Building thereon, safety coefficients for the critical systems (for example, stability, leg overload, and torque on the rotating mechanism) can be calculated (safety-critical part of the control) in each case for the present situation (mast position, operating loads, and inclination).

In addition, non-safety-critical safety coefficients can also be calculated in the present mast position and inclination with maximum operating loads on the arm (for example, statements with respect to “can I also pump in this setup situation and/or arm position and/or inclination?”. They are used only to inform the operating personnel and have no consequences in the control.

A display can be provided for the operating personnel, in which in each case only the minimal safety factor for present load and maximum load is displayed. The machine operator can thus see whether he can also pump in the present position, and the machine unexpectedly rejecting this as a load-torque-increasing process is avoided.

FIGS. 5 to 8 show exemplary illustrations of generating a display for the operating personnel.
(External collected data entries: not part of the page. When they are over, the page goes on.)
PR #1804, opened 2020-07-21
fix for single classes (like balloons)

ianormy:
Thanks for your contribution!

If you're sending a large PR (e.g., >50 lines),

See https://detectron2.readthedocs.io/notes/contributing.html#pull-requests
about how we handle PRs.

### DIFF
--- a/detectron2/utils/visualizer.py
+++ b/detectron2/utils/visualizer.py
@@ -205,7 +205,7 @@ def _create_text_labels(classes, scores, class_names):
         list[str] or None
     """
     labels = None
-    if classes is not None and class_names is not None and len(class_names) > 1:
+    if classes is not None and class_names is not None and len(class_names) > 0:
         labels = [class_names[i] for i in classes]
     if scores is not None:
         if labels is None:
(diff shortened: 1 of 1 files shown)


ianormy:
When _create_text_labels is called for a single class, the **class** parameter will have something like this: **['balloon']**. With the existing code this will end up with a label such as: **100%**. With my proposed amendment this label will be correctly produced and say something like: **balloon 100%**. If you look at your example Detectron2 collab notebook you'll see the error with the inference visualization when it uses the balloon (single class) dataset. You don't see it with the coco dataset inference visualization at the beginning, because it has 80 classes.
IncorrectBalloon2

ppwwyyxx:
Thanks for sending PR. The current behavior is actually __intended__ and described in https://detectron2.readthedocs.io/modules/utils.html#detectron2.utils.visualizer.Visualizer.

However it has caused more than one confusions in the past and I agree that it is confusing. We should probably change it, in which case please update the documentation mentioned above as well.

ianormy:
@ppwwyyxx I have made the change to the Docstring for the Visualizer class. I am assuming that you have something that runs as part of your merge/build process that will call Sphinx to create the documentation you mentioned in your comment.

FIG. 5 shows an exemplary illustration of a permissible mast torque in the case of extreme inclination α in the longitudinal direction L of the mobile concrete pump 10 with full support (i.e., with fully extended support legs 14). The illustration of FIG. 5 shows how a visual display of an overall restriction of the movement radius of the mast structure 18 of the mobile concrete pump 10 is composed of a consideration of partial restrictions. In a first image D1.1, the mobile concrete pump 10 is shown very schematically having completely extended support legs 14 in a top view, surrounded by a solid circular line Z, which represents the permissible torque with level (i.e., inclination-free) full support (ideal case). The circular line Z thus represents the maximum action circle of the mobile concrete pump. In the first image D1.1, moreover the restriction of the action circle due to impermissible support leg longitudinal and transverse forces (cf. FIGS. 3 and 4) in the specific inclination of the machine is shown by dashed line L1.1. A second image D1.2 shows, using dashed lines L1.2, the restriction of the action circle due to increased rotating mechanism torques in the specific inclination of the machine, and a third image D1.3 shows, using dashed line L1.3, the superposition of the restrictions L1.1 and L1.2, thus the limit of the maximum permissible torque with present support and inclination.
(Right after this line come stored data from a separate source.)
PR #1927, opened 2023-02-01
Add metrics to track syncer staleness

sawsa307:
Added metrics to track the sync staleness of NEG syncers, where staleness is defined as how long since the syncer last syncs.

### DIFF
--- a/pkg/neg/metrics/metrics.go
+++ b/pkg/neg/metrics/metrics.go
@@ -31,6 +31,7 @@ const (
 	negOpLatencyKey          = "neg_operation_duration_seconds"
 	negOpEndpointsKey        = "neg_operation_endpoints"
 	lastSyncTimestampKey     = "sync_timestamp"
+	syncerStalenessKey       = "syncer_staleness"
 
 	resultSuccess = "success"
 	resultError   = "error"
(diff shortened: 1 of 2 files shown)


pkg/neg/metrics/metrics.go
```diff
@@ -127,6 +128,17 @@ var (
...
 	)
+
+	// SyncerStaleness tracks for every syncer, how long has it been since the last sync occured
+	SyncerStaleness = prometheus.NewHistogram(
+		prometheus.HistogramOpts{
+			Subsystem: negControllerSubsystem,
+			Name:      syncerStalenessKey,
+			Help:      "The duration that NEG syncers have been stale(out of sync)",
+			// custom buckets - [1s, 2s, 4s, 8s, 16s, 32s, 64s, 128s, 256s(~4min), 512s(~8min), 1024s(~17min), 2048 (~34min), 4096(~68min), +Inf]
+			Buckets: prometheus.ExponentialBuckets(1, 2, 13),
```
swetharepakula, line 139: Increase to one more bucket. I don't think we should see anything that high, but I am thinking one more bucket after an hour would be good.

pkg/neg/syncers/transaction.go
```diff
@@ -149,6 +152,7 @@ func NewTransactionSyncer(
 		enableEndpointSlices: enableEndpointSlices,
 		inError:              false,
 		logger:               logger,
+		lastSyncTimestamp:    time.Now(),
```
swetharepakula, line 155: This is I think is available on the svcneg CR already. Can we reuse?

swetharepakula (commented):
A couple nits, but otherwise this looks good to me.

pkg/neg/metrics/metrics.go
sawsa307: Updated. Thanks!

pkg/neg/syncers/transaction.go
sawsa307: Hi Swetha are you referring to this part? 
https://github.com/kubernetes/ingress-gce/blob/master/pkg/neg/controller.go#L397-L400
These two are different since this one is tracking at controller level, and the above one is tracking at the neg/syncer level.

swetharepakula: Discussed offline, I was referring to https://github.com/kubernetes/ingress-gce/blob/master/pkg/apis/svcneg/v1beta1/types.go#L56. We set this every sync, so I think we can reuse that value.

swetharepakula (commented):
/lgtm
/approve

FIG. 6 shows, in a similar illustration, a mobile concrete pump 10 in the same inclination in the longitudinal direction, but in partial support. As is apparent from a first image D2.1, due to an obstacle H, one support leg 14.1 is only partially extended, while the remaining support legs are completely extended. A changed restriction of the action circle (dashed line L2.1) results therefrom due to impermissible support leg longitudinal and transverse forces, since the only partially extended support leg 14.1 can only assume a lesser support fraction, so that in a region at the bottom left in the illustration an extension of the mast arm 18 is very restricted. A second image D2.2 again shows, using dashed lines L2.2, similarly to the second image of FIG. 5, the restriction of the action circle due to increased rotating mechanism torques in the specific inclination and partial support of the machine (unchanged from FIG. 5), and a third image D2.3 again shows, using dashed line L2.3, the superposition of the restrictions L2.1 and L2.2, therefore the limit of the maximum permissible load torque with current (partial) support and inclination.
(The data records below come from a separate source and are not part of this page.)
PR #1928, opened 2023-02-01
Trigger updating DualStack ILB Service if ipFamilies changed

panslava:
Currently, updating ipFamilies do not trigger L4 ILB service update. This is a bug fix

/assign cezarygerard
/assign mmamczur

### DIFF
--- a/pkg/l4lb/l4controller.go
+++ b/pkg/l4lb/l4controller.go
@@ -482,6 +482,11 @@ func (l4c *L4Controller) needsUpdate(oldService *v1.Service, newService *v1.Serv
 			oldService.Spec.HealthCheckNodePort, newService.Spec.HealthCheckNodePort)
 		return true
 	}
+	if l4c.enableDualStack && !reflect.DeepEqual(oldService.Spec.IPFamilies, newService.Spec.IPFamilies) {
+		recorder.Eventf(newService, v1.EventTypeNormal, "IPFamilies", "%v -> %v",
+			oldService.Spec.IPFamilies, newService.Spec.IPFamilies)
+		return true
+	}
 	return false
 }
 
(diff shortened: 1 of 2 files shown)


pkg/l4lb/l4controller.go
```diff
@@ -482,6 +482,11 @@ func (l4c *L4Controller) needsUpdate(oldService *v1.Service, newService *v1.Serv
 			oldService.Spec.HealthCheckNodePort, newService.Spec.HealthCheckNodePort)
 		return true
 	}
+	if l4c.enableDualStack && !reflect.DeepEqual(oldService.Spec.IPFamilies, newService.Spec.IPFamilies) {
```
aojea, line 485: or maybe comparing ClusterIPs ?

panslava: I was considering it, but I think IPFamilies are better,

All the logic in sync depends on IPFamilies (to identify if service needs ipv4 or ipv6), and, we don't really need info about exactly clusterIPs changes (even though they should not change without ipFamilies..), we only need to know ipFamilies state

mmamczur: do we care about ordering here?
if it changes from IPv4,IPv6 -> IPv6,IPv4 should this trigger an update?

panslava: good point, just, by kubernetes design, first ipFamily should never change, because 1st ipFamily correlates with ClusterIP which is immutable (not ClusterIPs)

panslava: but maybe I should not rely on kubernetes still?

mmamczur: so it's super unlikely anyway because it would be rejected by the apiserver
I'd leave that since one extra 'update' won't hurt us

panslava: Thanks! I think so too :)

Finally, FIG. 7 shows, in a similar manner on the basis of three images D3.1, D3.2, D3.3, the restriction conditions with partial support corresponding to the situation in FIG. 6, but with inclination of the mobile concrete pump 10 in the transverse direction (direction transverse to the longitudinal axis L, inclination β). This results in an unchanged action circle upon consideration of the support leg longitudinal and transverse forces (line L3.1 in image D3.1), but a changed action circle from the illustration of FIG. 6 with respect to the restriction due to increased engine torques (due to the changed inclination) according to the dashed line L3.2 in image D3.2. A somewhat changed superposition of the action circles accordingly results, as illustrated by the dashed line L3.3 in image D3.3.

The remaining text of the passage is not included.